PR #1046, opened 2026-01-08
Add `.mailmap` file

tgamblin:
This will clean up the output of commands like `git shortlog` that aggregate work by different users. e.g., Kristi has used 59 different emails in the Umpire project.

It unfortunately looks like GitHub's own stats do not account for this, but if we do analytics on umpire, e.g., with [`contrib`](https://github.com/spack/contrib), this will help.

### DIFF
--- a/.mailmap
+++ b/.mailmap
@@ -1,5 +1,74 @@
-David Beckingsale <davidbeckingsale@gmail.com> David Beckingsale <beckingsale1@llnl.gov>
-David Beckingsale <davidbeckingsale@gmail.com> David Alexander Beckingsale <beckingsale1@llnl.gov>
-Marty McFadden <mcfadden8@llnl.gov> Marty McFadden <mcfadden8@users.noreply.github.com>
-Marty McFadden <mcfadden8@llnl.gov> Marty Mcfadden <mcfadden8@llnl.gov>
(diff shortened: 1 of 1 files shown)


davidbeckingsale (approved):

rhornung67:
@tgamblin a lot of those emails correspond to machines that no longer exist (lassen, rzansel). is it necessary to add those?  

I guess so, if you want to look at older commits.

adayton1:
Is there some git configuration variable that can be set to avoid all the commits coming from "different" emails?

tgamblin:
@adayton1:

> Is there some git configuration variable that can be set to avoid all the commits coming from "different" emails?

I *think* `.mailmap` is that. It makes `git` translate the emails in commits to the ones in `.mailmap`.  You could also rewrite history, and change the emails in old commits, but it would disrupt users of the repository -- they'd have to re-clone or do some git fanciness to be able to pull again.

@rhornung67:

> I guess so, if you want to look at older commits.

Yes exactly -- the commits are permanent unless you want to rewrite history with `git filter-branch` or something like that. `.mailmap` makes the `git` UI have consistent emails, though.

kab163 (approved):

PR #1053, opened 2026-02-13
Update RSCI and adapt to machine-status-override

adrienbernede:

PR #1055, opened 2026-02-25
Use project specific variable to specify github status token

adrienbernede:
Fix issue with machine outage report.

··········

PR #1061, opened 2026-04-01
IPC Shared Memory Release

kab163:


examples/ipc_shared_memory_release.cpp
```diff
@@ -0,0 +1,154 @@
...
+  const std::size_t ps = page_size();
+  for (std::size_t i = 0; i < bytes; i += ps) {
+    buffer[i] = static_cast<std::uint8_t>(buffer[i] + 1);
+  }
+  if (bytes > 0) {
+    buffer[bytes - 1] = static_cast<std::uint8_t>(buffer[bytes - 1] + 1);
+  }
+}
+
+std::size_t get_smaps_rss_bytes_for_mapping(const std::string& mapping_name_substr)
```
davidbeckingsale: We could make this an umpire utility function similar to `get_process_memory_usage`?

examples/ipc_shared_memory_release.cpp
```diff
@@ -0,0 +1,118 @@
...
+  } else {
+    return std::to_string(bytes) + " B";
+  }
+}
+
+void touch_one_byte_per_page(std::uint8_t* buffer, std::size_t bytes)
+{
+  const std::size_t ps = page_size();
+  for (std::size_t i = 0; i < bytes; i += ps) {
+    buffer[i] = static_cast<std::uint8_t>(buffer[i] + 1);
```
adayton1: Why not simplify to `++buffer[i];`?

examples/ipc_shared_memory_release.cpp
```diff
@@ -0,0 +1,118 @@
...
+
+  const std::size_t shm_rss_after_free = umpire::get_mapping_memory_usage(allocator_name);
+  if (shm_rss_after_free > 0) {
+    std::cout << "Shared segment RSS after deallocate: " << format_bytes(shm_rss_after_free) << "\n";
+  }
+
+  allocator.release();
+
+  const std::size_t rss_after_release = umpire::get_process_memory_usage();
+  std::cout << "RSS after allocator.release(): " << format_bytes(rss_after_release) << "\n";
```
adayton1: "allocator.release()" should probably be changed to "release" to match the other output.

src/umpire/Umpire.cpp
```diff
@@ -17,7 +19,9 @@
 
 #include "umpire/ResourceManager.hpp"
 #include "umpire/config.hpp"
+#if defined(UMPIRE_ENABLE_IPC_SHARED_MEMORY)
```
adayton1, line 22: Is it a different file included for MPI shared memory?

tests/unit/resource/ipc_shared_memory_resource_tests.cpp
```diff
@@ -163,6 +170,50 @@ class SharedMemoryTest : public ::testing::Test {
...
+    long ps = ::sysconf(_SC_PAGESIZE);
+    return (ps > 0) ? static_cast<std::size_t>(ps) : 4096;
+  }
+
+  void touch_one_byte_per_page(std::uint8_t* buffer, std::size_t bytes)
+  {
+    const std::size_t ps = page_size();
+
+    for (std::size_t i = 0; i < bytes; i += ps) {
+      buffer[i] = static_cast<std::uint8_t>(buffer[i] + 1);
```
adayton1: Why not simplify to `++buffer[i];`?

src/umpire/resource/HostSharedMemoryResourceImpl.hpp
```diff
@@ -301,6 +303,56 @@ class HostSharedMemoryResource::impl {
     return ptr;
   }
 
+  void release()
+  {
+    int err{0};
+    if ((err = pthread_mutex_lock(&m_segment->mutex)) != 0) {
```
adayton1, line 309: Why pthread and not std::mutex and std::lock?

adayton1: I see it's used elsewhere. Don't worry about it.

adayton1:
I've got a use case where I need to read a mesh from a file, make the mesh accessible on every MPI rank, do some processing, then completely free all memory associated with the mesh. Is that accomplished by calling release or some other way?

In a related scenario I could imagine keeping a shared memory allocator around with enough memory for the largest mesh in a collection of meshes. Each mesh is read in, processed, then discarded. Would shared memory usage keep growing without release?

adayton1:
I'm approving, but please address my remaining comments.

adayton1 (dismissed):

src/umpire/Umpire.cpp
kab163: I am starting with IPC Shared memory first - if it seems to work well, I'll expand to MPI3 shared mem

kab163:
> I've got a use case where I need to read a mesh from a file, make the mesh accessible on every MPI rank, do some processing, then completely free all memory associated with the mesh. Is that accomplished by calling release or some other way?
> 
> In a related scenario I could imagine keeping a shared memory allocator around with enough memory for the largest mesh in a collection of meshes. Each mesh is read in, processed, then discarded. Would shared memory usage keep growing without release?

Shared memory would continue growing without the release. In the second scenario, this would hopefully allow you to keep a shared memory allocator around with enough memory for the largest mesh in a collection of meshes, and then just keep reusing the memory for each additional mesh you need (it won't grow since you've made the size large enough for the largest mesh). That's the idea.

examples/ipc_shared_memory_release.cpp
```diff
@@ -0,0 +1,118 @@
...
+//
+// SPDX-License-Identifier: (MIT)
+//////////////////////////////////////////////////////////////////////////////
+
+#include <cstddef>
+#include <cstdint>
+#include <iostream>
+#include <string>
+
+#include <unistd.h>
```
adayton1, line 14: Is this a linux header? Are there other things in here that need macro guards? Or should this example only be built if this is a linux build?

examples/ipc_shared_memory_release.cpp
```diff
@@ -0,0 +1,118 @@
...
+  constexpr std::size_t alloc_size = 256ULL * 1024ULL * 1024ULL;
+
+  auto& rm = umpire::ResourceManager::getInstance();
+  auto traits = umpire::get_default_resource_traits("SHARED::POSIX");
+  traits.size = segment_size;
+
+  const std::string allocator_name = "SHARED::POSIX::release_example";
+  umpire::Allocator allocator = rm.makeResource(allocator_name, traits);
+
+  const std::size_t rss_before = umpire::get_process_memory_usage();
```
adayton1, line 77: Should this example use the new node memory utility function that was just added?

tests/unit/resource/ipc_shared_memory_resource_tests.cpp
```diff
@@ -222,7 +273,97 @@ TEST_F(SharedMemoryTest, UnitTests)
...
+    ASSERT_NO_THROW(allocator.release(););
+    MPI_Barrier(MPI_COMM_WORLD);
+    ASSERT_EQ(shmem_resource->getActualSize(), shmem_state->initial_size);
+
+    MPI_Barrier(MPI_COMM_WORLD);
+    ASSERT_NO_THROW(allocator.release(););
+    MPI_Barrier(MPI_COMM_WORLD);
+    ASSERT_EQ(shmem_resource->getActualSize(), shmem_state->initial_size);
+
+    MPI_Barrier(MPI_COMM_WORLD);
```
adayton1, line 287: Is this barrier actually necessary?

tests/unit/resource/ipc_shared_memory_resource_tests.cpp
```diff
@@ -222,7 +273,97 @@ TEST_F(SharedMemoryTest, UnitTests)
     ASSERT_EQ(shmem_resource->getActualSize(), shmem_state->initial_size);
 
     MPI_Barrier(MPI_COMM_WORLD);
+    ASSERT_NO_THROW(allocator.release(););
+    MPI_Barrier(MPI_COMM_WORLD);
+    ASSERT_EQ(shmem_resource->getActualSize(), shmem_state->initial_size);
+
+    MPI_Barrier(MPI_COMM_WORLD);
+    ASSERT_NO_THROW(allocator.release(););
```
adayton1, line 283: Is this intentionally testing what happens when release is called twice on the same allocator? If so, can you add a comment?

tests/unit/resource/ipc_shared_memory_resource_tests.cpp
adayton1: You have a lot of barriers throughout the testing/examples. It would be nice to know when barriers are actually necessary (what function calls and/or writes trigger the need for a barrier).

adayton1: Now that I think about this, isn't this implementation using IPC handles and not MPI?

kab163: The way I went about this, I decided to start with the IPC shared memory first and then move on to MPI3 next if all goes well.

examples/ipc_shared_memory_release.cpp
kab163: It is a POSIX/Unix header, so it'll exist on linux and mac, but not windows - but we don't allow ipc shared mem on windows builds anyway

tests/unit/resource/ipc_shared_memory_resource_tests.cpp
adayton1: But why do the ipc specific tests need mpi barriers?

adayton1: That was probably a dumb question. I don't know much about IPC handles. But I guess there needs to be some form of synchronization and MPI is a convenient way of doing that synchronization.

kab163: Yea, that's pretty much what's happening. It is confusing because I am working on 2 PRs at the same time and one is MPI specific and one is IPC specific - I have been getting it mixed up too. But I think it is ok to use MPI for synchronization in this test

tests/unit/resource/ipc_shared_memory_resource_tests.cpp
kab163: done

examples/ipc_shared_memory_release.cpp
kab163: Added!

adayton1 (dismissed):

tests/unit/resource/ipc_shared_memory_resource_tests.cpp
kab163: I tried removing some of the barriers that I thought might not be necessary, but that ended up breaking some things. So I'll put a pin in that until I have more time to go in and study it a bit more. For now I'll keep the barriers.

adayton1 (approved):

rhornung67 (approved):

··········

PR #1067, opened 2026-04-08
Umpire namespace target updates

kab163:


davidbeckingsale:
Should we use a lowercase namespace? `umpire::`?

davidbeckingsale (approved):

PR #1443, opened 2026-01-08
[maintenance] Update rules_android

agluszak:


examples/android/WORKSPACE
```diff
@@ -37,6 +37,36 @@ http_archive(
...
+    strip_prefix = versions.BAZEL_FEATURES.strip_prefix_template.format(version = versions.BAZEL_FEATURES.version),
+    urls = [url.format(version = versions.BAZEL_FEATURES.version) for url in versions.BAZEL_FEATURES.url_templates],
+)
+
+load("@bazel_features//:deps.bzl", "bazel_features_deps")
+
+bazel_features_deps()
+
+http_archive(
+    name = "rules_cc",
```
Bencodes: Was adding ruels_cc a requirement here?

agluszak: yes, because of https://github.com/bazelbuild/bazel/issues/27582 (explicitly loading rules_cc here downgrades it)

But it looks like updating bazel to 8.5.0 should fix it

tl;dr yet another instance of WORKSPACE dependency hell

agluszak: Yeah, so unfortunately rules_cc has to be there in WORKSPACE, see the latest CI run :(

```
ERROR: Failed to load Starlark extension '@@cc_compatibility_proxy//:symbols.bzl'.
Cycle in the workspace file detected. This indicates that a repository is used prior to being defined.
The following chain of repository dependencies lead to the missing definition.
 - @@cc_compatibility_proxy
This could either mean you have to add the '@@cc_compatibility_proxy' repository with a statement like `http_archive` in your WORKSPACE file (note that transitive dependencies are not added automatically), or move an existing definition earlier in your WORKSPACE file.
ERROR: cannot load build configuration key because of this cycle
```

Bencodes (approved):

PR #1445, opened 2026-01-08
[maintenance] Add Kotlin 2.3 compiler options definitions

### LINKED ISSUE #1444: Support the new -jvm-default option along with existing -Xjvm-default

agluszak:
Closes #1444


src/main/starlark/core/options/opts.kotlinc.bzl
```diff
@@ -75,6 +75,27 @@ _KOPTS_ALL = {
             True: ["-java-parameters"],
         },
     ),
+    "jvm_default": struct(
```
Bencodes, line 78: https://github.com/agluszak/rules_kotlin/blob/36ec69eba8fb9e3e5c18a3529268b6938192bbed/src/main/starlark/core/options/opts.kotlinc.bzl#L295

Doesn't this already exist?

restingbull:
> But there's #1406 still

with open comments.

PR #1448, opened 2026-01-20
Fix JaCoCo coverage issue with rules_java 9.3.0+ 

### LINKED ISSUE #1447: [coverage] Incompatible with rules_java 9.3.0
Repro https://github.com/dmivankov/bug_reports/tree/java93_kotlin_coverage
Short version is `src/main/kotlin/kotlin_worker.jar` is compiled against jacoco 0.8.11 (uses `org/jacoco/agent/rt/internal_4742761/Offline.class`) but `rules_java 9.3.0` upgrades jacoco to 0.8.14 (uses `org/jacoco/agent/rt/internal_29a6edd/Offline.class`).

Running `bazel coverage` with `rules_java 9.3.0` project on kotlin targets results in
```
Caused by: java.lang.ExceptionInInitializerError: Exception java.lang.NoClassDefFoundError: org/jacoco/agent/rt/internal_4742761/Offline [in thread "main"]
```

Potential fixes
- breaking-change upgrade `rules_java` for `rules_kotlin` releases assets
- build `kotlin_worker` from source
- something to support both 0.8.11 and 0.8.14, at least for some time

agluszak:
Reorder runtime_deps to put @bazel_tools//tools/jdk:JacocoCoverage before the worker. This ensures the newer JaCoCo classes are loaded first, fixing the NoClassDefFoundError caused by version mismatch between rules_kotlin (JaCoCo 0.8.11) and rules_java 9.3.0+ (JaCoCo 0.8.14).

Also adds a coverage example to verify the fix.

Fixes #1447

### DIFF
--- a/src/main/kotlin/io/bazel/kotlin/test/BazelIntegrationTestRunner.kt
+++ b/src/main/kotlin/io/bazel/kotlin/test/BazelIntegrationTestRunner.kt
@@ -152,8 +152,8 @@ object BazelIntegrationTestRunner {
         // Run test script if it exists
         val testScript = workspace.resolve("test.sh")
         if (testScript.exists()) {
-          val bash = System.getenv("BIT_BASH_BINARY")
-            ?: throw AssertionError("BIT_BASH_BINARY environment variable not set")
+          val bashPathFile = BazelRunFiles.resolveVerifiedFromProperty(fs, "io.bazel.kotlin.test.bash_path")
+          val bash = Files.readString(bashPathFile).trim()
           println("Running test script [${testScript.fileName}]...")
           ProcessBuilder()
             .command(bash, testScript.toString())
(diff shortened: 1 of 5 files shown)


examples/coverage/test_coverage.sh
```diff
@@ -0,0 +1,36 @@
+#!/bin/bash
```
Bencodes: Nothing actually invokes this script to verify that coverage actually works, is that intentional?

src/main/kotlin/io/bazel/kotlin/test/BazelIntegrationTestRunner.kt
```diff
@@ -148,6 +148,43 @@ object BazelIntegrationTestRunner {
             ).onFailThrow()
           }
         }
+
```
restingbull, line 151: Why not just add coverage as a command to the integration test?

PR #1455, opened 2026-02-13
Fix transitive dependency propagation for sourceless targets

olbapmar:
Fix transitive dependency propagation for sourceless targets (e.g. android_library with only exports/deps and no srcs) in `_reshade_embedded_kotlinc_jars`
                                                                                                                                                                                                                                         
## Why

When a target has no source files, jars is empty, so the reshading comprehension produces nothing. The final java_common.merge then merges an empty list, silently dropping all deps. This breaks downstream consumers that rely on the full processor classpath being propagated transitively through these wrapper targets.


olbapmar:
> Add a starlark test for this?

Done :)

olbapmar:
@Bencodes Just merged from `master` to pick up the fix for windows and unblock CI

··········

When a line in the material above holds the word "propagation", copy that line.

__The answer__.
Fix transitive dependency propagation for sourceless targets
Fix transitive dependency propagation for sourceless targets (e.g. android_library with only exports/deps and no srcs) in `_reshade_embedded_kotlinc_jars`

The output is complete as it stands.